It's almost like something tuning up, that start. And it was, in a way, because what tuned up as "Chasing a Bee" slowly but surely emerges from a fog of high tones and echoes was something which helped change my life, really. It had to be bigger than just a band.
Suzanne Thorpe, flautist extraordinaire, had it more right than most when she told her mom that she played in a modern string ensemble. Mercury Rev were just so unlike anything I had come across before, all while pushing some wonderful, specific buttons. Perhaps in retrospect the lines are clearer, and yet there still remains something of pure uniqueness at play here. Did it emerge from the fact that the band members legendarily were always at each other's throats? Maybe that's why later in "Chasing a Bee" you hear David Baker screaming and squeaking while guitars drop like sonic bombs and a winsome chorus in the murk sings "La, la, la," time and again, and that's only half the tale. When you consider this was all originally done as a school project, a soundtrack for a film, the fact that this stands so wonderfully well on its own is part of the big secret.

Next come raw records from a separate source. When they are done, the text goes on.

PR #2164, opened 2018-05-01
Implemented @notHandler annotation for event handlers - skip register…

dktapps:
…ing any handlers with this annotation

It is somewhat reasonable to have a function in an event handler which accepts an Event parameter, but is not a handler. For example, multiple event handlers can redirect to the same function to process an event, but this function may not want to receive called events.

There are other ways to get around this, such as making the event handler protected/private, or adding a dummy parameter, but this way is cleaner and more explicit.

Relevant old-repo PR: PocketMine/PocketMine-MP#2143


SOF3 (commented):
Looks OK if nobody from Spain still wants to reject this.

dktapps:
Since this takes literally 3 lines of code to implement, I don't think it makes sense to fuss about it.

PR #2171, opened 2018-05-05
Allow threads to signal the server to wake it up during tick sleeps

dktapps:
## Introduction
This pull request changes how server tick sleeping works in order to permit signaling interrupts.

Currently the server hard-sleeps between ticks. This can be problematic for threaded things such as network processing because it adds extra latency. For example, in RakLib:

- RakLib pushes a packet into the main thread processing queue
- At the same time, the server goes to sleep for 49ms
- Packet doesn't get processed until at least 49ms later, adding response latency.

This used to be very apparent when older versions of RakLib used to tick at 20 TPS, which could cause up to 100ms accumulated latency _just for receiving packets_ (server max sleep time + RakLib max sleep time), which is obviously extremely sub optimal. With newer versions of RakLib (which tick at 100 TPS) this is reduced to up to 60ms (server tick 50ms + RakLib tick 10ms), but still very sub-optimal.

Ideally these packets should be processed as soon as they are received. This PR adds a mechanism which allows other threads to wake the server up from sleep to process actions. This allows packet processing latency to be reduced to 10ms if a packet arrives during server sleep time. Further changes to RakLib will allow this to be reduced to near-zero (RakLib still uses a sub-optimal socket polling mechanism).

This mechanism has been implemented with RakLib to demonstrate the use of this pull request. This could be extended to a range of other things to improve performance.

### API changes
- Added classes `TickSleeper` and `SleeperNotifier`
- Added method `Server->getTickSleeper()`

### Behavioural changes
- RakLibServer is now able to immediately wake the server from sleep on packet receive, which improves response time visibly. However, this mechanism is currently a little buggy and needs more work.

## Follow-up
Extend the use of this mechanism to the following things:
- `RCON` command sending (change to blocking architecture)
- `CommandReader` can make use of this to remove the need for polling the thread.

This pull request was created with network thread pools in mind. I intend to add dedicated thread pools for network processing so that compression/decompression can use the whole CPU instead of hogging the main thread. Obviously a polling mechanism for this would be extremely sub optimal as it would add even more latency to a system with too much processing latency already.

## Tests
Has been tested under low and high-load conditions, but there are known bugs with this mechanism currently - further testing is needed.


dktapps:
Notifications will not get processed if a tick takes longer than 50ms to execute.

dktapps:
With the change to make this use closure notification handlers, the library parts of this code could be moved to PocketMine-SPL to allow RakLib to utilize it as well.

PR #2179, opened 2018-05-11
Player: changeSkin() remove unnecessary parameters.

KennFatt:
## Introduction

Since changeSkin() is never used `$newSkinName` and `$oldSkinName` in it's method and Skin class already handled everything for it.

### Relevant issues
* Those parameters are make developers confused and actually mean nothing.

### API changes
Important changes:
Player: changeSkin(Skin $skin, string $newSkinName, string $oldSkinName) to changeSkin(Skin $skin).

### Behavioural changes
There is no effect with server behaves.

## Tests
Already tested with change skin in-game with any types of skin.


dktapps:
I don't see how they confuse developers - this isn't an API method. These were here for some as-yet incomplete work.

PR #2181, opened 2018-05-16
Change global variable to local

rdstonech:
## Introduction
Small change in RaklibInterface

### API changes
No API changes

### Behavioural changes
Perfomance


dktapps:
this change is pointless and unnecessary.

PR #2107, opened 2018-03-16
Implemented fire spread

dktapps:
## Introduction
This PR (re)implements fire handling to produce behaviour matching vanilla standards (or as close an approximation as possible).

### Relevant issues
- fixes #1424 
- fixes #1779 

### API changes
- added API methods:
  - `Block->getFlameEncouragement()`
  - `Block->getFlammability()`
  - `Block->isFlammable()`
  - `Block->burnsInfinitely()` (used by netherrack)
- fire spread can be prevented by cancelling `BlockSpreadEvent`
- block burning away can be prevented by cancelling `BlockBurnEvent`

### Behavioural changes
- Fire now spreads and burns blocks as in vanilla Minecraft
- TNT is ignited by fire
- Flint and steel now work as they do in vanilla
- Fixes the following bugs:
  - fire can be placed in strange locations (#1424 )
  - fire doesn't extinguish in a reasonable space of time (#1779 )
  - can't use flint-steel on things like leaves

## Tests
Tests are still being done. Some things have been noted that I am not entirely sure on the cause of (fire doesn't do as much damage here as vanilla, and similar). Help testing would be appreciated.

PR #2189, opened 2018-05-18
Remove implicit chunk autoloading

dktapps:
## Introduction
For a long time it's been problematic that `Level->getChunk()` automatically loads chunks unasked. This has caused a wide range of difficult-to-find bugs, especially since there is no way to get a chunk _without_ loading it, without boilerplate `isChunkLoaded()` checks everywhere.

Issues stemming from this include:
- The good old entity leak of 2016 - if implicit chunk loading didn't exist, it would never have happened, because the server would have crashed instead
- Entities running off the map will load chunks, which is entirely unexpected behaviour and could cause problems with rogue AI in the future.
- Light updates trigger autoloading of chunks, which is the primary blocker for #2107, because they cause CPU and memory leaks.

Another big reason for this change is that it won't be possible to implement asynchronous chunk I/O without it. As we know there's already #1895 open for months, which has stagnated because there are far too many changes in it and has many bugs. This pull request's changes have been separated from #1895 so that they can be integrated separately.

This pull request changes the core to prefer explicit chunk loading **where appropriate** (such as for Players).

### API changes
- `Level->getChunk()` DOES NOT load chunks anymore and has had the third parameter removed.
- Added `Level->getLoadedChunk()` which will always either return an existing chunk or throw a `RuntimeException`.
- `Level->get*At()` functions (and their corresponding setters) will not automatically sync-load chunks anymore - instead they will throw exceptions.

It is expected that these changes will _not_ affect plugins for the most part, however some world edit plugins might be affected. It is expected that plugins should utilize the [`ChunkLoader`](https://github.com/pmmp/PocketMine-MP/blob/4f8e4f05220ecd56b038204009fbfdfe4a6359e4/src/pocketmine/level/ChunkLoader.php) to keep chunks loaded that they need to operate on.

For smoothness of upgrading, **please remember that chunk loading will become asynchronous in future**, and plan appropriately.

### Behavioural changes
Implicit chunk autoloading is now removed, fixing lots of bugs.

## Backwards compatibility
Noted above in the API changes section.

## Tests
Brief tests have been performed, more extensive testing is needed.

### DIFF
--- a/src/pocketmine/Player.php
+++ b/src/pocketmine/Player.php
@@ -998,7 +998,7 @@ class Player extends Human implements CommandSender, ChunkLoader, IPlayer{
 			++$count;
 
 			$this->usedChunks[$index] = false;
-			$this->level->registerChunkLoader($this, $X, $Z, false);
+			$this->level->registerChunkLoader($this, $X, $Z, true);
 
 			if(!$this->level->populateChunk($X, $Z)){
 				continue;
--- a/src/pocketmine/entity/Entity.php
+++ b/src/pocketmine/entity/Entity.php
@@ -520,10 +520,7 @@ abstract class Entity extends Location implements Metadatable, EntityIds{
 		$this->boundingBox = new AxisAlignedBB(0, 0, 0, 0, 0, 0);
 		$this->recalculateBoundingBox();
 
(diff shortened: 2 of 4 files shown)


dktapps:
Known bugs so far:
- Light updates have problems with getting adjacent light and crash.

PR #2191, opened 2018-05-19
Players can now swim correctly 

moskadev:
## Introduction
Added a new player action : Swimming with its respective event.

### API changes
* Added `PlayerToggleSwimEvent`
* Added Entity::`isSwimming()` and `setSwimming()`

## Tests
Tested. Everything seems to work.


dktapps (commented):
Nice, looks simple and straight to the point - this will allow plugin devs to do elytra things without hacks as well while the core doesn't have support for them.

src/pocketmine/Player.php
```diff
@@ -2780,18 +2782,46 @@ public function handlePlayerAction(PlayerActionPacket $packet) : bool{
 				}
 				return true;
 			case PlayerActionPacket::ACTION_START_GLIDE:
+				$ev = new PlayerToggleGlideEvent($this, true);
+				$this->server->getPluginManager()->callEvent($ev);
+				if($ev->isCancelled()){
+					$this->sendData($this);
+				}else{
+					$this->setGliding(true);
```
dktapps: I'm unsure if allowing gliding should be the default behaviour here since it isn't implemented yet. Maybe this should be cancelled by default (until elytra are implemented into the core).

src/pocketmine/Player.php
```diff
@@ -2780,18 +2782,46 @@ public function handlePlayerAction(PlayerActionPacket $packet) : bool{
...
+				}
+				return true;
 			case PlayerActionPacket::ACTION_CONTINUE_BREAK:
 				$block = $this->level->getBlock($pos);
 				$this->level->broadcastLevelEvent($pos, LevelEventPacket::EVENT_PARTICLE_PUNCH_BLOCK, BlockFactory::toStaticRuntimeId($block->getId(), $block->getDamage()) | ($packet->face << 24));
 				//TODO: destroy-progress level event
 				break;
 			case PlayerActionPacket::ACTION_START_SWIMMING:
-				break; //TODO
+				$ev = new PlayerToggleSwimEvent($this, true);
```
dktapps: shouldn't we check if they are actually in water?

src/pocketmine/Player.php
```diff
@@ -2782,34 +2783,22 @@ public function handlePlayerAction(PlayerActionPacket $packet) : bool{
...
 				$this->level->broadcastLevelEvent($pos, LevelEventPacket::EVENT_PARTICLE_PUNCH_BLOCK, BlockFactory::toStaticRuntimeId($block->getId(), $block->getDamage()) | ($packet->face << 24));
 				//TODO: destroy-progress level event
 				break;
 			case PlayerActionPacket::ACTION_START_SWIMMING:
+				$block = $this->level->getBlock($this);
+
 				$ev = new PlayerToggleSwimEvent($this, true);
 				$this->server->getPluginManager()->callEvent($ev);
-				if($ev->isCancelled()){
+				if(!$block instanceof Water or $ev->isCancelled()){
```
dktapps: you'll probably want to put brackets around the instanceof here

src/pocketmine/Player.php
```diff
@@ -64,8 +65,10 @@
 use pocketmine\event\player\PlayerQuitEvent;
 use pocketmine\event\player\PlayerRespawnEvent;
 use pocketmine\event\player\PlayerToggleFlightEvent;
+use pocketmine\event\player\PlayerToggleGlideEvent;
```
dktapps: this class doesn't exist

src/pocketmine/Player.php
```diff
@@ -2788,10 +2791,27 @@ public function handlePlayerAction(PlayerActionPacket $packet) : bool{
 				//TODO: destroy-progress level event
 				break;
 			case PlayerActionPacket::ACTION_START_SWIMMING:
-				break; //TODO
+				$block = $this->level->getBlock($this);
+
+				$ev = new PlayerToggleSwimEvent($this, true);
+				$this->server->getPluginManager()->callEvent($ev);
+				if(!$block instanceof Water or $ev->isCancelled()){
```
dktapps: I think it's better to cancel the event before calling it if the player is not in water, to give plugins a chance to alter the outcome.

Muqsit:
Out of curiosity since no one has pointed it out, is there a reason why we aren't using `Entity::isInsideOfWater()` here?

supermaxalex:
@Muqsit It checks if the entity is under water and not on the surface

Muqsit:
Ah, right. 👍

dktapps (changes requested):

supermaxalex:
@dktapps ^

src/pocketmine/Player.php
```diff
@@ -2788,10 +2790,35 @@ public function handlePlayerAction(PlayerActionPacket $packet) : bool{
 				//TODO: destroy-progress level event
 				break;
 			case PlayerActionPacket::ACTION_START_SWIMMING:
-				break; //TODO
+				$block = $this->level->getBlock($this);
+
+				$ev = new PlayerToggleSwimEvent($this, true);
+				if(!($block instanceof Water)){
```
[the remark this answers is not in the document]
SalmonDE: Not in singleplayer

src/pocketmine/Player.php
```diff
@@ -2788,10 +2790,35 @@ public function handlePlayerAction(PlayerActionPacket $packet) : bool{
...
+					$ev->setCancelled();
+				}
+				$this->server->getPluginManager()->callEvent($ev);
+				if($ev->isCancelled()){
+					$this->sendData($this);
+				}else{
+					$this->propertyManager->setFloat(self::DATA_BOUNDING_BOX_HEIGHT, $this->width);
+					$this->height = $this->width;
```
Muqsit: I think you need to swap the height and width too (`$this->width = $this->height;`).

dktapps: no, it's correct like this. same for elytra, the BB becomes 0.6x0.6.

src/pocketmine/Player.php
```diff
@@ -2788,10 +2790,35 @@ public function handlePlayerAction(PlayerActionPacket $packet) : bool{
...
+
+				$ev = new PlayerToggleSwimEvent($this, true);
+				if(!($block instanceof Water)){
+					$ev->setCancelled();
+				}
+				$this->server->getPluginManager()->callEvent($ev);
+				if($ev->isCancelled()){
+					$this->sendData($this);
+				}else{
+					$this->propertyManager->setFloat(self::DATA_BOUNDING_BOX_HEIGHT, $this->width);
```
dktapps: this will produce astonishing behaviour if a plugin modifies the player's scale (this data property is supposed to be the base height, not rescaled).

src/pocketmine/event/player/PlayerToggleSwimEvent.php
```diff
@@ -0,0 +1,49 @@
...
+		$this->isSwimming = $isSwimming;
+	}
+
+	/**
+	 * @return bool
+	 */
+	public function isSwimming() : bool{
+		return $this->isSwimming;
+	}
+
```
dktapps: unnecessary newline

dktapps (commented):
I would prefer that the logic for toggling swimming was moved to a dedicated method (see https://github.com/pmmp/PocketMine-MP/blob/master/src/pocketmine/Player.php#L2782 for example).

src/pocketmine/Player.php
```diff
@@ -2788,10 +2790,30 @@ public function handlePlayerAction(PlayerActionPacket $packet) : bool{
...
+
+				$ev = new PlayerToggleSwimEvent($this, true);
+				$this->server->getPluginManager()->callEvent($ev);
+				if(!($block instanceof Water)){
+					$ev->setCancelled();
+				}
+				if($ev->isCancelled()){
+					$this->sendData($this);
+				}else{
+					$this->propertyManager->setFloat(self::DATA_BOUNDING_BOX_HEIGHT, $this->width);
```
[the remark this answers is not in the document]
lukeeey: @dktapps If you forget anti cheat, would this code work to swim through 1 block tunnels?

When I first heard about them in 1991, Rough Trade had just gone under in the States. Happily I was able to find a copy of the original issue before they completely disappeared; meanwhile, over in the UK they were going nuts for them, and I was sorely jealous of the fact they seemed to be playing oodles of dates and tours off that direction while coming nowhere near LA (and to date I still haven't seen them, though I've gotten close). In the meantime, I played this mother to death and then some. When the American reissue came out with about seven extra tracks and things, I was in raptures. And all this time later I'm still wonderfully, happily transfixed by this amazing album.
So many wonderful ways around this record. The way "Syringe Mouth" has this big dumb rock riff that stomps on the world while drawling and screaming vocals overlap in the insanity, the way "Coney Island Cyclone" has the line about 'picking up the Skylab, throw it back in space," the way "Blue and Black" is at once a sublime Jesus and Mary Chain parody, only in a way the Butthole Surfers never tried, more in sense of strange feel than anything else, and just sublime on its own, creeping all around with odd rumbles, possessed of a lovely piano break swathed in effects, or perhaps the way "Sweet Oddysee of a Cancer Cell to the Center of Yr Heart" is seven minutes of rolling drums, thunderous guitar orchestrations, things which at once was not anything really mainstream but not anything really indie either, at least not to my knowledge at the time. It packs in so many possibilities, one atop the other, and is never content to sit still, not even as "Very Sleepy Rivers" unwinds ever so slowly, deliberately, a strange viscous drip down one weird spiral.
And "Frittering"? I don't think I heard anything so sad, so crushed, so regretful and lost that year. The way it faded in ever so gently, Jonathan Donahue's vocals detailing somebody, somewhere just wasting time -- and not in a proud slacker way or a contemptuous snarl, just very matter of factly like there was nothing to do because nothing else could be done -- over that steady thump and grind of organs and guitars and electric melancholy -- just cuts, and cuts deep, somehow.
So many bands would take forever to get to this stage. Mercury Rev were just getting started. Astounding.